**Given records:**
Issue #32514, opened 2019-09-06
Angular IVY innerHTML directive broken, throws error in SSR


naveedahmed1:
# 🐞 bug report

### Affected Package
**innerHTML** directive

### Is this a regression?

Yes, the previous version in which this bug was not present was: Angular 8.x

### Description
When we have IVY enabled for an SSR/Universal app, and use innerHTML in component. It throw below error

`ERROR ReferenceError: document is not defined`

## 🔬 Minimal Reproduction

Just add innerHTML to any component and it should throw error. For example:

`<div [innerHTML]="'hello'"></div>`

## 🔥 Exception or Error
<pre><code>
`ERROR ReferenceError: document is not defined`
</code></pre>

## 🌍  Your Environment

**Angular Version:**
<pre><code>
Angular 9.0.0-next.5
Angular CLI: 9.0.0-next.3
</code></pre>

tuurbo:
Still an issue as of

```
Angular CLI: 9.0.0-next.13
Node: 13.0.1
OS: win32 x64
Angular: 9.0.0-next.13
... animations, cli, common, compiler, compiler-cli, core, forms
... language-service, platform-browser, platform-browser-dynamic
... platform-server, router, service-worker

Package                           Version
-----------------------------------------------------------
@angular-devkit/architect         0.900.0-next.15
@angular-devkit/build-angular     0.900.0-next.15
@angular-devkit/build-optimizer   0.900.0-next.15
@angular-devkit/build-webpack     0.900.0-next.15
@angular-devkit/core              9.0.0-next.15
@angular-devkit/schematics        9.0.0-next.13
@angular/cdk                      9.0.0-next.0
@angular/material                 9.0.0-next.0
@angular/pwa                      0.900.0-next.15
@ngtools/webpack                  9.0.0-next.15
@nguniversal/common               9.0.0-next.5
@nguniversal/express-engine       9.0.0-next.5
@schematics/angular               9.0.0-next.13
@schematics/update                0.900.0-next.13
rxjs                              6.5.3
typescript                        3.6.4
webpack                           4.41.2
```

naveedahmed1:
Any update on this?

IgorMinar:
this should be fixed by https://github.com/angular/angular/pull/33712

IgorMinar:
I'm going to close this as dupe of #33651

PR #33712, opened 2019-11-09
fix(ivy): platform agnostic document

### LINKED ISSUE #33651: i18n ICU expressions in Universal/App-Shell - ERROR ReferenceError: document is not defined
# 🐞 bug report

### Affected Package
@angular/core

### Is this a regression?

Yes, works with VE.

### Description
In the CLI @clydin enabled some further tests in the CLI and i18n. Server tests are now failing when using anything which is dependent on ICU expressions such as plural. The culprit seems to be that Ivy i18n relies on the document global rather than the standard way to get the document via the DI token. This will break in universal and app-shell because document as a global doesn't exist, and it will fail with `ERROR ReferenceError: document is not defined`

## 🔬 Minimal Reproduction
Use i18n ICU expressions in universal or app-shell scenario.

## 🔥 Exception or Error
ERROR ReferenceError: document is not defined
</code></pre>

## 🌍  Your Environment

**Angular Version:**
9.0.0-rc.0

**Anything else relevant?**
Exception is thrown from:

https://github.com/angular/angular/blob/10583f951d57bbc74cb70c49e58c6659a1b4662c/packages/core/src/render3/i18n.ts#L1183

Posted also in #fw-i18n

petebacondarwin:
Most of the use of `document` in the framework is within
the DI so they just inject the `DOCUMENT` token and are done.

Ivy is special because it does not rely upon the DI and must
get hold of the document some other way. There are a limited
number of places relevant to ivy that currently consume a global
document object.

The solution is modelled on the `LOCALE_ID` approach, which has
`getLocaleId()` and `setLocaleId()` top-level functions for ivy (see
`core/src/render3/i18n.ts`).  In the rest of Angular (i.e. using DI) the
`LOCALE_ID` token has a provider that also calls setLocaleId() to
ensure that ivy has the same value.

This commit defines `getDocument()` and `setDocument() `top-level
functions for ivy. Wherever ivy needs the global `document`, it calls
`getDocument()` instead.  Each of the platforms (e.g. Browser, Server,
WebWorker) have providers for `DOCUMENT`. In each of those providers
they also call `setDocument()` accordingly.

Fixes #33651 and #32514


packages/core/src/render3/interfaces/renderer.ts
```diff
@@ -18,6 +18,24 @@
...
+}
+
+export function getDocument(): Document {
+  if (DOCUMENT !== undefined) {
+    return DOCUMENT;
+  } else if (typeof document !== 'undefined') {
+    return document;
+  } else {
+    throw new Error(
+        'No "document" can be found. If you are running outside a browser then you must call `setDocument()` before using the renderer.');
```
AndrewKushnir: It looks like `getDocument` is not a part of public api, so the error message might be a bit misleading.

AndrewKushnir (approved):
LGTM (just one comment) 👍Thanks Pete!

packages/core/src/render3/interfaces/renderer.ts
petebacondarwin: I thought about this a bit more.

This situation should never occur in an Angular application, since we call `setDocument()` internally in the `DOCUMENT` providers.

So the only way this would happen is if someone is using ivy outside a proper Angular app, which is not supported right now. Therefore there is little point in providing an error message that suggests a solution, which is using a private API.

So I changed the code to allow an `undefined` value to fall out, which would cause an error somewhere later on in the execution. Anyone who comes across this will be able to trace the cause back to the `undefined` being returned here and so I have left an explanatory comment.

Once we do support the above scenario we will need to add `setDocument()` to the public API and maybe add a more helpful error message here.

**BONUS:** By following this approach, we do not incur the extra size increase of the core bundle by adding the error message to the code.

IgorMinar (approved):
lgtm. thanks!

packages/core/src/render3/interfaces/renderer.ts
AndrewKushnir: Thanks Pete, that makes sense!

AndrewKushnir:
- [VE Presubmit](http://test/OCL:279767157:BASE:279767208:1573497393693:fee30999)
- [Ivy Presubmit](http://test/OCL:279767157:BASE:279767350:1573497432614:ca8eaf3)

IgorMinar:
http://test/OCL:279758427:BASE:279758470:1573495060363:41680269
http://test/OCL:279758427:BASE:279758671:1573495116340:daebdb35

AndrewKushnir:
FYI, VE and Ivy presubmits are successful.

PR #33714, opened 2019-11-09
refactor(ivy): remove calls into other instructions from pipe instructions

crisbeto:
A while ago we made a pass through all instructions to make sure that none of them call directly into other instructions, however it seems like missed the `pipeBind*` since they still call into the pure functions. The result is that we have some unnecessary duplicated accesses of global state like `getLView` which are called twice in a row with nothing changing.

These changes move the common functionality into a shared file and make the pipe instructions call into them with the global state instead.

### DIFF
--- a/packages/core/src/render3/pipe.ts
+++ b/packages/core/src/render3/pipe.ts
@@ -13,8 +13,8 @@ import {getFactoryDef} from './definition';
 import {store} from './instructions/all';
 import {PipeDef, PipeDefList} from './interfaces/definition';
 import {HEADER_OFFSET, LView, TVIEW} from './interfaces/view';
-import {ɵɵpureFunction1, ɵɵpureFunction2, ɵɵpureFunction3, ɵɵpureFunction4, ɵɵpureFunctionV} from './pure_function';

**Work item:** Using the data above, transcribe the lines that run from the line with "for ivy (see" to the line with "functions for ivy.", both ends kept, and output nothing else.

**Task solution:**
`getLocaleId()` and `setLocaleId()` top-level functions for ivy (see
`core/src/render3/i18n.ts`).  In the rest of Angular (i.e. using DI) the
`LOCALE_ID` token has a provider that also calls setLocaleId() to
ensure that ivy has the same value.

This commit defines `getDocument()` and `setDocument() `top-level
functions for ivy. Wherever ivy needs the global `document`, it calls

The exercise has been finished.